Chapter 41, Problem 1Q

To determine

To select correct options:

On which of the following does the interval between adjacent energy levels in the highest occupied band of a metal depend?

(a) the material of which the sample is made

(b) the size of the sample

(c) the position of the level in the band

(d) the temperature of the sample

(e) the Fermi energy of the metal

Answer to Problem 1Q

Solution:

The interval between adjacent energy levels in the highest occupied band of a metal depend on

(b) the size of the sample

(c) the position of the level in the band

(d) the temperature of the sample.

Explanation of Solution

Explanations

1) Concept

An isolated atom can exist in only a discrete set of energy levels. As atoms come together to form a solid, the levels of the individual atoms merge to form the energy bands. An energy band is made up of an enormous number of very closely spaced levels.

The density of occupied states N_o(E) is given by the product of two quantities P(E) and N(E).

N_o(E) = P(E) x N(E)

P(E) is the probability of occupancy. And N(E) is the number of energy levels per unit volume of the sample per unit energy.

P(E) = $\frac{1}{e^{\frac{(E-E_f)}{kT}}+1}$

2) Given:

Five option to select from to answer the question regarding adjacent energy levels.

3) Equations

P(E) = $\frac{1}{e^{\frac{(E-E_f)}{kT}}+1}$

4) Calculations

The highest occupied band in a metal is the conduction band.

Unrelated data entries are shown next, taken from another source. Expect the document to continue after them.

PR #1268, opened 2021-04-20
DPC-1326: Add columns to JobQueueBatch to hold org and provider NPIs

jonfulk:
### Fixes [DPC-1326](https://jira.cms.gov/browse/DPC-1326)

This PR is phase 1 of a [refactor of the aggregation service](https://github.com/CMSgov/dpc-app/pull/1264) in order to get away from internal IDs for providers and rosters (groups) and instead to store the org NPI as well as the provider NPI on the job. This will be necessary as we move to V2 of DPC which will not require nor depend on permanent providers and groups.

In this first phase, we add the columns and begin storing the org and provider NPIs on the jobs so that, when we modify LookBackService to get these NPIs from the job instead of the objects, the values will be there on jobs in the queue. This will facilitate a smooth deployment of phase 2 without any downtime. (hat tip to @SalGutierrez for this clever approach).

We need to be able to use NPIs for providers and organizations instead of UUIDs as we transition to v2 of DPC

### Proposed Changes

- add columns for organization_npi and provider_npi
- add column for request_url as this is currently being reconstructed in the JobResource using the provider_id (usually really the rosterId) which we are going to stop using
- modify all calls to createJob and related tests to use NPIs instead of the provider internal id, but continue saving the org id as this will still exist in v2

### Change Details

- many tests were affected by this change
- export methods now require fetching objects (group, org, provider) in order to find the required NPIs for storing on the job
- lots of changes to testing, added mocks for fetching org and group in unit tests where required

### Security Implications

### Acceptance Validation

- [x] `make ci-app` builds and passes locally
Screen Shot 2021-04-20 at 10 32 07 AM

- [x] smoke tests pass locally
Screen Shot 2021-04-20 at 10 45 03 AM

- [x] deploy to dev successful
Screen Shot 2021-04-26 at 6 11 54 PM

- [x] postman tests successfully export data for a group/$export and patient/$everything endpoints without modification to the API contract

### Feedback Requested

Any, particularly are we missing anything when it comes to normal job completion and deployment of this and the next phase?


SalGutierrez (approved):
LGTM🛰

dhgreene (approved):
Thanks for the thorough testing in `dev`!  🚀

dpc-api/src/main/java/gov/cms/dpc/api/APIHelpers.java
```diff
@@ -93,4 +94,11 @@ public static String fetchRequestingIP(HttpServletRequest request) {
         }
         return ipAddress;
     }
-}
+
+    public static String fetchRequestUrl(HttpServletRequest request) {
```
MrMorie, line 98: NBD and no change requested, the the name of function and parameter makes it seem like its going to make a call in order to "fetch" the url (but its just extracting it)

jonfulk: good point. i followed the model of the existing methods `fetchTransactionTime` and `fetchRequestingIP`

MrMorie (approved):
LGTM, Good stuff 🚀

PR #1265, opened 2021-04-15
DPC-1073: Updating dpc-admin to use RAILS_RELATIVE_URL_ROOT

orenfromberg:
### Related to [DPC-1073](https://jira.cms.gov/browse/DPC-1073)

This branch adds the ability to set the relative URL root for dpc-admin so that it can be served from `dpc.cms.gov/admin/`.

The techniques used were taken from this gist: https://gist.github.com/ebeigarts/5450422

### Security Implications

- [ ] new software dependencies

- [ ] security controls or supporting software altered

- [ ] new data stored or transmitted

- [ ] security checklist is completed for this change

- [ ] requires more information or team discussion to evaluate security implications

- [ ] no PHI/PII is affected by this change

PR #1271, opened 2021-04-21
DPC-1073: Serving dpc-admin from /admin

orenfromberg:
### Related to [DPC-1073](https://jira.cms.gov/browse/DPC-1073)

This branch serves the admin app from the `/admin` relative root and supersedes #1265.

### Proposed Changes

Using `scope` to serve all routes under the `/admin` relative root.

### Change Details

The use of `scope` is documented [here](https://guides.rubyonrails.org/routing.html): 
image

### Security Implications

### Acceptance Validation

- [x] The admin app serves from `localhost:3000/admin` locally.

### Feedback Requested

All feedback is welcome.


dpc-admin/config/environments/test.rb
```diff
@@ -46,4 +46,7 @@
 
   # Raises error for missing translations.
   # config.action_view.raise_on_missing_translations = true
+
+  config.assets.prefix = '/admin_assets'
```
dhgreene, line 50: Is this (with the path change to the relative links to assets) still something we need?

orenfromberg: Yes because I am not sure how to serve both our route resources as well as our static assets from `/admin`.

orenfromberg: on second thought, this configuration is redundant because it is already specified in `dpc-admin/config/application.rb`, so it can be removed.

dpc-admin/config/initializers/health_check.rb
```diff
@@ -0,0 +1,69 @@
+HealthCheck.setup do |config|
```
orenfromberg, line 1: this was mostly copied from `dpc-web/config/initializers/health_check.rb`.

dpc-admin/config/application.rb
```diff
@@ -15,6 +15,7 @@ class Application < Rails::Application
     config.load_defaults 6.0
 
     # Add fonts to asset pipeline
+    config.assets.prefix = '/admin_assets'
```
dhgreene, line 18: I'm pretty sure we want this instead
```suggestion
    config.assets.prefix = '/admin/assets'
```

And then all of the `href="/admin_assets"` changes become `href="admin/assets"`.  If we _don't_ make this change, we have to configure our network systems to forward two paths to the admin app: `/admin` and `/admin_assets`.

orenfromberg: At first I tried serving the static assets from `/admin` but I couldn't get it to work. After some struggling I decided to add the following path patterns to the listener rule to accommodate:
https://github.com/CMSgov/dpc-ops/pull/328/files#diff-3b36f2c3ef0d4771518dfb7cb618a2754e8486290026465163af6008ca02ec24R157
Do you see any issues with this method going forward?

dpc-admin/app/services/api_client.rb
```diff
@@ -134,7 +134,7 @@ def http_request(request, uri)
 
     if use_ssl?
       http.use_ssl = true
-      http.verify_mode = OpenSSL::SSL::VERIFY_NONE unless verify_ssl_cert?
+      http.verify_mode = OpenSSL::SSL::VERIFY_PEER
```
orenfromberg, line 137: I believe this is the default value, but if not then this will explicitly enforce the client checking the validity of the server TLS cert.

dpc-admin/config/application.rb
orenfromberg: @dhgreene fixed!

orenfromberg:
related to https://github.com/CMSgov/dpc-ops/pull/328

dhgreene (approved):
🥳

PR #1278, opened 2021-04-27
DPC 1329 Fix: Pin Postgres image version to 11

lostpurplecow:
### Fixes [DPC-1329](https://jira.cms.gov/browse/DPC-1329)

The current deployed major version of Postgres in AWS for DPC is Postgres 11.  However, in the docker-compose stacks for dpc-app, we are pulling from postgres:latest (see here for example).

The interval between adjacent energy levels in a conduction band will depend on N(E) and the number of electrons – which means it will depend on the size of the sample. This implies that option (b) is correct.

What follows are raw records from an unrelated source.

PR #2021, opened 2024-01-16
[DPC-3783] Update JobBatchProcessor to only check most recent consent

chris-ronning-ny:
## 🎫 Ticket

https://jira.cms.gov/browse/DPC-3783

## 🛠 Changes

The JobBatchProcessor has been updated so that, when checking if a patient is currently opted out, it only checks the most recent consent record. This way, if a patient decides to opt back in, the user will not be incorrectly flagged as opted out.

## ℹ️ Context for reviewers

Previous code checked the entire set of consent records for an opt out, effectively ignoring any opt-ins.

## ✅ Acceptance Validation

## 🔒 Security Implications

### DIFF
--- a/dpc-aggregation/src/main/java/gov/cms/dpc/aggregation/engine/JobBatchProcessor.java
+++ b/dpc-aggregation/src/main/java/gov/cms/dpc/aggregation/engine/JobBatchProcessor.java
@@ -224,14 +224,14 @@ public class JobBatchProcessor {
     private boolean isOptedOut(Optional<List<ConsentResult>> consentResultsOptional) {
         if (consentResultsOptional.isPresent()) {
             final List<ConsentResult> consentResults = consentResultsOptional.get();
-            long optOutCount = consentResults.stream().filter(consentResult -> {
-                final boolean isActive = consentResult.isActive();
-                final boolean isOptOut = ConsentResult.PolicyType.OPT_OUT.equals(consentResult.getPolicyType());
-                final boolean isFutureConsent = consentResult.getConsentDate().after(new Date());
-                return isActive && isOptOut && !isFutureConsent;
-            }).count();
-            return optOutCount > 0;
+            final ConsentResult latestConsent = Collections.max(consentResults, Comparator.comparing(consent -> consent.getConsentDate()));
+            final boolean isActive = latestConsent.isActive();
+            final boolean isOptOut = ConsentResult.PolicyType.OPT_OUT.equals(latestConsent.getPolicyType());
+            final boolean isFutureConsent = latestConsent.getConsentDate().after(new Date());
+            return isActive && isOptOut && !isFutureConsent;
         }
+        // This should never execute. Log an error.
+        logger.error("Consent result is unexpectedly empty.");
         return true;
     }
 


dpc-aggregation/src/main/java/gov/cms/dpc/aggregation/engine/JobBatchProcessor.java
```diff
@@ -224,14 +224,14 @@ private Pair<Optional<List<ConsentResult>>, Optional<OperationOutcome>> getConse
...
         if (consentResultsOptional.isPresent()) {
             final List<ConsentResult> consentResults = consentResultsOptional.get();
-            long optOutCount = consentResults.stream().filter(consentResult -> {
-                final boolean isActive = consentResult.isActive();
-                final boolean isOptOut = ConsentResult.PolicyType.OPT_OUT.equals(consentResult.getPolicyType());
-                final boolean isFutureConsent = consentResult.getConsentDate().after(new Date());
-                return isActive && isOptOut && !isFutureConsent;
-            }).count();
-            return optOutCount > 0;
+            final ConsentResult latestConsent = Collections.max(consentResults, Comparator.comparing(consent -> consent.getConsentDate()));
```
jdettmannnava, line 227: What happens if consentResults is empty, which should be the common case? Should we check for empty first and return false?

dpc-aggregation/src/main/java/gov/cms/dpc/aggregation/engine/JobBatchProcessor.java
```diff
@@ -224,14 +224,14 @@ private Pair<Optional<List<ConsentResult>>, Optional<OperationOutcome>> getConse
...
+            final boolean isActive = latestConsent.isActive();
+            final boolean isOptOut = ConsentResult.PolicyType.OPT_OUT.equals(latestConsent.getPolicyType());
+            final boolean isFutureConsent = latestConsent.getConsentDate().after(new Date());
+            return isActive && isOptOut && !isFutureConsent;
         }
+        // This should never execute. Log an error.
+        logger.error("Consent result is unexpectedly empty.");
```
jdettmannnava, line 234: Not really empty; more like null

dpc-aggregation/src/main/java/gov/cms/dpc/aggregation/engine/JobBatchProcessor.java
chris-ronning-ny: I would expect that we would never actually execute [here](https://github.com/CMSgov/dpc-app/blob/cr/dpc-3783/dpc-aggregation/src/main/java/gov/cms/dpc/aggregation/engine/JobBatchProcessor.java#L75), so this function would never run. Since I can't really confirm that though, I think I'll add a check anyways, just to be safe.

dpc-aggregation/src/main/java/gov/cms/dpc/aggregation/engine/JobBatchProcessor.java
```diff
@@ -224,14 +224,17 @@ private Pair<Optional<List<ConsentResult>>, Optional<OperationOutcome>> getConse
...
-            }).count();
-            return optOutCount > 0;
+            if (consentResults.isEmpty()) {
+                return false;
+            }
+            final ConsentResult latestConsent = Collections.max(consentResults, Comparator.comparing(consent -> consent.getConsentDate()));
+            final boolean isActive = latestConsent.isActive();
+            final boolean isOptOut = ConsentResult.PolicyType.OPT_OUT.equals(latestConsent.getPolicyType());
+            final boolean isFutureConsent = latestConsent.getConsentDate().after(new Date());
+            return isActive && isOptOut && !isFutureConsent;
```
MEspositoE14s, line 234: I know this goes against what's specified in the ticket, but if the most recent ConsentResult is post dated for the future, should we ignore it and look for one that's currently active instead.  

I.E. If the most recent consent result has a start date of next week and is active, the beneficiary technically isn't opted out until next week.  Should we allow their data to be downloaded until then?

jdettmannnava: Isn't that what isFutureConsent means?

MEspositoE14s: I think so, although I have no idea if they'll actually ever send us a future opt out.  It might be better to merge this as is, and then update dpc-consent or the consent service to filter out future opt outs instead.

chris-ronning-ny: It's also not super tricky to just filter out future opt outs within the body of this function. I can foresee a situation in which we want the consent service to include future opt-outs; possibly better to make filtering the responsibility of the caller.

jdettmannnava: Yes, this feels a bit over-engineered already, as I think we hard-code the opt-out-preference as Active and as of now. Adding future-preference-change should be a complete feature added "as needed". I think we can leave the checks as is.

chris-ronning-ny: Sounds good, I'll leave this as is for now. @kyeah flagging you for visibility.

jdettmannnava (approved):
LGTM!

Probability of occupancy P(E), and N(E) both depend on energy E – that is the position of the energy level in the band. This implies that option (c) is correct.

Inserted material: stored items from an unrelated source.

PR #2032, opened 2024-02-07
PLT-295 Add opt-out-import lambda code from dpc-ops

gsf:
## 🎫 Ticket

https://jira.cms.gov/browse/PLT-295

## 🛠 Changes

Added code for the opt-out-import lambda.

## ℹ️ Context for reviewers

Code for the opt-out-import lambda is being [removed from dpc-ops](https://github.com/CMSgov/dpc-ops/pull/660) and added to dpc-app to allow separation of concerns. The DPC team is responsible for the code in the lambda, and will test and deploy that code from this dpc-app repo.

## ✅ Acceptance Validation

The next PR will put workflows into place for tests and deploys.

## 🔒 Security Implications

- [x] This PR requires additional review of its security implications for other reasons.

Given that we are moving software from a private repo to a public one, I have reviewed for any sensitive information, but I've added @StewGoin for awareness.

PR #2034, opened 2024-02-12
PLT-295 Add workflows for opt-out-import

gsf:
## 🎫 Ticket

https://jira.cms.gov/browse/PLT-295

## 🛠 Changes

Added test and deploy workflows for the opt-out-import lambda.

## ℹ️ Context for reviewers

These are initial versions of the workflows for the opt-out-import lambda, lightly modified from similar code in https://github.com/CMSgov/ab2d-lambdas/tree/main/.github/workflows. They can serve as examples and should work for the most part, but will be owned by the DPC team going forward. For example, the team may wish to move more of the logic into the Makefile and reference `make` commands in the workflows.

I've also added preliminary "ignores" to ci-workflow.yml to avoid api, web, admin, and portal tests on changes that only affect opt-out-import. I would recommend ticketing up work to split that workflow up so that api tests only run when api paths are modified, etc.

## ✅ Acceptance Validation

These will fail on merge without the code in main from #2032, but I would like to merge them in first anyway. That will allow me to test and tweak in #2032 before merging.

## 🔒 Security Implications

- [x] This PR stores or transmits data that was not stored or transmitted before.

This PR introduces workflows that interact directly with our AWS accounts from the dpc-app repo. To do so, the existing OIDC provider is used for role assumption, and account role ARNs are saved as variables in this repo.


StewGoin (approved):
👍

.github/workflows/ci-workflow.yml
```diff
@@ -1,6 +1,11 @@
 name: "DPC CI Workflow"
 
-on: [push]
```
kyeah, line 3: Admittedly I did sometimes find it helpful to run these on every push, but I recognize that is extremely resource-wasteful and I can just open a draft PR 😄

In addition, we see that the energy levels are dependent on temperature T. Also thermal expansion and contraction of metals, will increase or decrease the electron energy overlaps, and hence the adjacent energy levels.

Conclusion

The free electrons in a metal fill up the conduction band. But all energy levels including adjacent energy levels are closely spaced levels due to the Pauli Exclusion Principle.